## Available data
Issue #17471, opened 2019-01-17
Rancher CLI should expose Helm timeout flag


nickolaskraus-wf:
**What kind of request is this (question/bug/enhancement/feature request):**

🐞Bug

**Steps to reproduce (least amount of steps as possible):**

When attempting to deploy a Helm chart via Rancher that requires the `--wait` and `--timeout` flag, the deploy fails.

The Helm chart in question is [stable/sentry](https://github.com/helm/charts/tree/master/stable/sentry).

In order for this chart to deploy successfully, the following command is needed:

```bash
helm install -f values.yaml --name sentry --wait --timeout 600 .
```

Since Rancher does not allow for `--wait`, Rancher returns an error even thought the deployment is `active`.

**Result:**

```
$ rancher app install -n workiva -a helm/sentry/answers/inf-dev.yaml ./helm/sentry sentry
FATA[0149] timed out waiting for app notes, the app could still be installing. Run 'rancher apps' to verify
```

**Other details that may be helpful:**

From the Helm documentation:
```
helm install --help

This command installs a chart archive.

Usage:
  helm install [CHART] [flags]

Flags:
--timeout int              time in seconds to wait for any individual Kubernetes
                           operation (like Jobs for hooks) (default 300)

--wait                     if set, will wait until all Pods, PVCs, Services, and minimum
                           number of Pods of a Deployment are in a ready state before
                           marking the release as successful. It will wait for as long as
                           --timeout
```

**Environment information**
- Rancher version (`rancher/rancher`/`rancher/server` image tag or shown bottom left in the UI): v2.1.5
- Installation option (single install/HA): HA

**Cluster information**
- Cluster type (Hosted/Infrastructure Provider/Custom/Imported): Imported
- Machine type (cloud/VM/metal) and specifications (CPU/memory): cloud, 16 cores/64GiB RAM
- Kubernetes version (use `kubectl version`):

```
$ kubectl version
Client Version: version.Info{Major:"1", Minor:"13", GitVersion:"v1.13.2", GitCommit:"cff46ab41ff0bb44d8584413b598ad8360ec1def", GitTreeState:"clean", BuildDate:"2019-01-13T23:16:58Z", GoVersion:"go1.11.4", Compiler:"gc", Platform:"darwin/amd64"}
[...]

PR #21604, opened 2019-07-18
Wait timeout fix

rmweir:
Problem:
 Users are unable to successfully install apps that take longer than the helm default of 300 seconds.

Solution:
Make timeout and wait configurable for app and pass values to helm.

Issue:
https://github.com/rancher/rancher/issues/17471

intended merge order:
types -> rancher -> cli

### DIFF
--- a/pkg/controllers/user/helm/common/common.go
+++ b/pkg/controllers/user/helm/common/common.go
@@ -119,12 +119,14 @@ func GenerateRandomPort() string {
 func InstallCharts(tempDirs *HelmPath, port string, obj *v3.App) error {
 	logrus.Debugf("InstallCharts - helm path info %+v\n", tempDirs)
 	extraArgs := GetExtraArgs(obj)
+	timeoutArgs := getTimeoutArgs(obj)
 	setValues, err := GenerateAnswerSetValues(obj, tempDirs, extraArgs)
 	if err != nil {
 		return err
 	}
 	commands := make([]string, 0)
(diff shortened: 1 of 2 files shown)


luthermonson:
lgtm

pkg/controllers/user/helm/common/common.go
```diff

--

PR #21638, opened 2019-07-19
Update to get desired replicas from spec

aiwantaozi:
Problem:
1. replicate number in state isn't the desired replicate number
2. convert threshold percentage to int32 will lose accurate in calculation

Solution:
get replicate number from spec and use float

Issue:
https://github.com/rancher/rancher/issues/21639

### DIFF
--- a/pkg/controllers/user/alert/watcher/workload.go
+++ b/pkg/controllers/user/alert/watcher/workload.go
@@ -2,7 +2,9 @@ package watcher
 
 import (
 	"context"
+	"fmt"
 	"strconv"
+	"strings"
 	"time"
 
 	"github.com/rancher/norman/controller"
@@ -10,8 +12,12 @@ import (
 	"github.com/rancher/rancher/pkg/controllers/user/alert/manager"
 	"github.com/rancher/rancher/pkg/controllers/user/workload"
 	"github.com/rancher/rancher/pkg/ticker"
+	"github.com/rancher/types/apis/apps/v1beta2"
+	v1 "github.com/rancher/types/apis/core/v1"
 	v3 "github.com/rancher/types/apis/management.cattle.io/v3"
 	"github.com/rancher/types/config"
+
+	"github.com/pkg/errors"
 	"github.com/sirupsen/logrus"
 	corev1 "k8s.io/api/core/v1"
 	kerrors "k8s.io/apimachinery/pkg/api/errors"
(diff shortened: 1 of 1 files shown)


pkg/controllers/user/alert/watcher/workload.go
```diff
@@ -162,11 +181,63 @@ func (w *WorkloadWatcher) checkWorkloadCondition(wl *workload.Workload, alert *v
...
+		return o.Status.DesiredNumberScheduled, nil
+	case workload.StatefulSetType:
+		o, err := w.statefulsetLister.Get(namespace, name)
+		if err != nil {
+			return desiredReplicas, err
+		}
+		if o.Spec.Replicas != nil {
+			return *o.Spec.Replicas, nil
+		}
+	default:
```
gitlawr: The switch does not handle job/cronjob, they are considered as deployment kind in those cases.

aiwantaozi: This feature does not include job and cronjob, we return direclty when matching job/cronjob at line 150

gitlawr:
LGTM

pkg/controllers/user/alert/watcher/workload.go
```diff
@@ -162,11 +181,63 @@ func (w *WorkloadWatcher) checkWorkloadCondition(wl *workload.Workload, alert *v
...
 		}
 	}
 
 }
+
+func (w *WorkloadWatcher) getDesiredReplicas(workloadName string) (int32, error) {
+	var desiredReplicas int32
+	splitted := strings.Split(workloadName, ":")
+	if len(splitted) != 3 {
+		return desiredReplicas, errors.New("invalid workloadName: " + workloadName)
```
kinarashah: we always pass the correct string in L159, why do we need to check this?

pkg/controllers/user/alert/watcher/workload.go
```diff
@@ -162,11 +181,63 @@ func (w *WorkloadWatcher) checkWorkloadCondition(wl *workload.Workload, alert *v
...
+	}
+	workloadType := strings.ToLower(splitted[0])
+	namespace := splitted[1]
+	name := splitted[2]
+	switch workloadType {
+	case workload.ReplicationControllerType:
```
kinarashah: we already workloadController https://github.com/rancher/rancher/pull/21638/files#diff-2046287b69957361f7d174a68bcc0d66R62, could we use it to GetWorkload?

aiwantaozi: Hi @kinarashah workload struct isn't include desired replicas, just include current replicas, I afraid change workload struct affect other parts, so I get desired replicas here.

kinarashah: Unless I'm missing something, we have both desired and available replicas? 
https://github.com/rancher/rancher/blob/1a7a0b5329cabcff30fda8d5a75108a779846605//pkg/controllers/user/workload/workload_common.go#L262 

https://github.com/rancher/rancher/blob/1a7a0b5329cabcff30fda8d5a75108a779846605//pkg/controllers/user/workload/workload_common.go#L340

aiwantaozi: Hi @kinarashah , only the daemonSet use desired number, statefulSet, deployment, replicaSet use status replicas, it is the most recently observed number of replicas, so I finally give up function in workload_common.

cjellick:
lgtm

## Task objective
Lines containing the string "yaml" in the listing: say how many there are, giving only the number.

## Solution to this problem
2